Cinema com Rapadura

OPINIÃO   quinta-feira, 14 de junho de 2018

A Morte de Stalin (2017): a acidez da URSS

Em um longa igualmente engraçado e agressivo, Armando Iannucci nos brinda com um exemplar excepcional do gênero do humor negro.

Tragédia e comédia, por mais contrastantes que possam parecer, são estilos destinados a caminharem juntos. E o gênero do humor negro é, de longe, o que melhor trabalha essa dualidade nos cinemas. Seja abordando críticas sociais pesadas ou questionando o horror do ódio e da violência, esta categoria não chega a tratar esses temas de forma leve, mas possui um sabor agridoce que não costuma agradar a todos. “A Morte de Stalin” é mais um ótimo produto desse modelo, capaz de nos fazer rir e, ao mesmo tempo, nos fazer indagar se realmente é certo zombar disso.

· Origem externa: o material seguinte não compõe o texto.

Issue #1444, opened 2026-09-13
refactor(headers): layer the static float-likes -- bfloat16, dbns, areal, hfloat, dfloat (#1334 group 5a)


Ravenwater:
Part of #1334, Phase 2 group 5. Covers the five **static float-like** types, which
share one recipe and one set of substrate re-points: `bfloat16`, `dbns`, `areal`,
`hfloat`, `dfloat`.

## Baseline, measured today

gcc 13.3, `-std=c++20`, `tools/scripts/measure-include-cost.sh`, on `main` at e873eded:

| type | preprocessed lines | transitive headers | I/O-family |
|---|---:|---:|---:|
| `bfloat16` | 93,035 | 377 | 5 |
| `dbns` | 83,961 | 406 | 5 |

O longa conta a história imediatamente posterior à morte do ditador soviético, usando os fatos já conhecidos com algumas liberdades, porém sempre de forma bastante irônica. Essa decisão dá o tom de todo o filme, que mesmo flertando com o documentário dramatizado, sempre deixa claro que se trata de uma sátira. O que vemos em seguida é a representação de como o comitê do partido comunista definiu a sucessão de poder na URSS de forma tão estapafúrdia e mirabolante, que chega a ser impossível desacreditar que tudo aquilo aconteceu de fato.

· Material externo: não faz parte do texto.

PR #1452, opened 2026-09-13
refactor(areal): split areal into core / manipulators / iostream / debug (#1334)

Ravenwater:
Last type of #1444 (Phase 2 group 5a of #1334). areal had the group's largest `std::cout`
population -- 51 sites -- and almost all of them were already correctly guarded.

## Acceptance numbers

| include | lines | headers | I/O-family |
|---|---:|---:|---:|
| `areal.hpp` before | 83,655 | 386 | 5 |
| `areal.hpp` after | 82,620 | 372 | 5 |
| **`core.hpp`** | **73,412** | **345** | **0** |
| target | under 45,000 | -- | 0 |

Zero I/O met. Under-45,000 not met, reporting the number reached:
`internal/blocktriple/blocktriple.hpp` is **69,758 lines on its own** (already 0 I/O), so
this core is blocktriple plus about 3,650. Same ceiling dbns hit (#1449).

## The 51 cout sites were not the problem -- the include was

**49 of them already sat behind areal's `TRACE_CONVERSION` switch**, which was already
externally settable: the defect #1387 found elsewhere is genuinely absent here. What kept
four I/O-family headers in every areal translation unit was that the
`#include <iostream>` sat **outside** the guard. It now sits inside it, with the code that
needs it -- the same move cfloat's trace includes got in #1417/#1418.

The remaining two:

- **`constexprClassParameters()`**, a member function with 19 `cout` statements, is
  declared in the class and defined out-of-line in `debug.hpp` -- the #1388 shape.
- **`assign()`'s "assign TBD" stub** prints with `std::printf` instead of `std::cout`:
  same destination, same text, no stream header.

## Two structural finds, and both cost the core its zero

**1. `numeric_limits.hpp` included the `areal.hpp` UMBRELLA.** Since the umbrella includes
the core, that is a cycle -- `core -> numeric_limits -> umbrella -> manipulators +
iostream` -- that `#pragma once` merely masked. It left `core.hpp` measuring **82,614
lines with all five I/O-family headers, seven lines short of the umbrella itself**. It now
includes `areal_impl.hpp`, which is what it actually needs.

This is the #1427 trap from the other direction: there, `iostream.hpp` included
`manipulators.hpp` back; here a *core* header reached the umbrella. Worth checking for in
the remaining types.

**2. `native/integers.hpp`, which carries `<sstream>`, was unconditional but is used only
by the trace blocks.** It moved inside the guard -- along with `native/ieee754.hpp`,
because the trace calls `to_binary(float)`, which lives in the text half of ieee754 that
the core's `ieee754_core.hpp` deliberately omits. **Without that second include
`TRACE_CONVERSION=1` stopped compiling** -- a regression this PR introduced, caught by the
trace gate, and verified against `main` (which compiles it fine) before fixing.

## Also

- `to_string()` and `to_binary()` are free functions formatting through a stringstream ->
  `manipulators.hpp`.
- `operator<<`/`operator>>` keep their friend **declarations** in the class (`operator>>`
  reaches `_fraction` directly, so friendship is real here, unlike dbns); only the
  definitions move to `iostream.hpp`, which is what lets the core get by with `<iosfwd>`.
- `native/ieee754.hpp` -> `native/ieee754_core.hpp`; `AREAL_ENABLE_LITERALS` and
  `AREAL_THROW_ARITHMETIC_EXCEPTION` default in `areal_impl.hpp` (#1436);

Fazer humor ácido com qualidade é uma das tarefas mais árduas do cinema. E, felizmente, esta é a maior qualidade vista no filme. Por mais que as sequências iniciais lembrem muito mais uma comédia pastelão, cheia de trapalhadas e escatologia – algo que aconteceu também na história real -, o início da corrida pelo poder é o que mostra a verdadeira face de cada um (destaque para o termo “corrida”, que rende ótimas tiradas cômicas entre os personagens). De fato, não existem mocinhos nessa narrativa, mas apenas pessoas sedentas por prestígio e influência que farão de tudo, cada uma a sua maneira, para chegar ao topo.

As atuações são o ponto forte da obra. Chega a ser surpreendente como ninguém do elenco principal está menos do que ótimo no filme. Evidente que Steve Buscemi (“Lá Vêm os Pais”) e Simon Russell Beale (“A Lenda de Tarzan”), respectivamente como Nikita Khrushchev e Lavrenti Beria, se destacam por seus papéis de maior importância na vida real, mas ninguém perde a oportunidade de brilhar. Os diálogos, além de muito bem escritos, fluem maravilhosamente nas bocas dos atores, algo de suma importância para manter o ritmo dinâmico da produção, que não cansa o público em nenhum momento. Jeffrey Tambor (“Se Beber, Não Case! Parte III”) como Georgy Malenkov é um dos pontos altos, sendo a ovelha ingênua que todos os lobos sedentos buscam devorar. Já Jason Isaacs (“A Cura”) rouba a cena sempre que aparece como o lendário marechal de campo Gueorgui Zhukov, muito por causa de sua atuação escrachada. Entretanto, ele acabou sendo o alvo de maior polêmica entre os russos na vida real, muito devido ao “desrespeito” com a figura histórica do militar.

É verdade que o humor contido no longa é composto por situações que exigem atenção redobrada do espectador, seja em interações rápidas ou em situações levemente sutis, como quando vários aviões são programados para sobrevoarem um local no exato momento em que alguém malvisto está discursando. Também é preciso notar que boa parte das piadas não parecem ser, de fato, piadas. Isso acontece porque, além das ótimas atuações, o filme busca a todo tempo parecer com um retrato do que aconteceu de fato – afinal, o que pode ser mais absurdo, ridículo e engraçado do que a própria realidade?

Mesmo com essa preocupação, o longa acaba em alguns momentos bambeando na linha tênue entre a tragédia e a comédia. Por mais que o roteiro escrito por Armando Iannucci (“Conversa Truncada”) – que também dirige a obra – esteja sempre mostrando o horror que acontecia naquele regime, desde execuções sumárias até sugestão do estupro de menores de idade (embora, claro, não faça piadas sobre isso), a preocupação maior é em voltar sempre para o humor. Contudo, isso não acontece em alguns momentos – sobretudo na sequência final –, o que pode desagradar ou até mesmo chocar o espectador que esperava apenas uma comédia inteligente.

Conseguindo se transformar no absurdo que todos nós acreditamos ser real – russos falando com sotaque britânico?! -, “A Morte de Stalin” é um longa crítico, divertido e, acima de tudo, inteligente. Com muita crueza, sarcasmo e atuações memoráveis, a obra pede para ser assistida mais de uma vez, buscando captar todas as nuances e tiradas cômicas que (provavelmente) passarão batidas em um primeiro momento.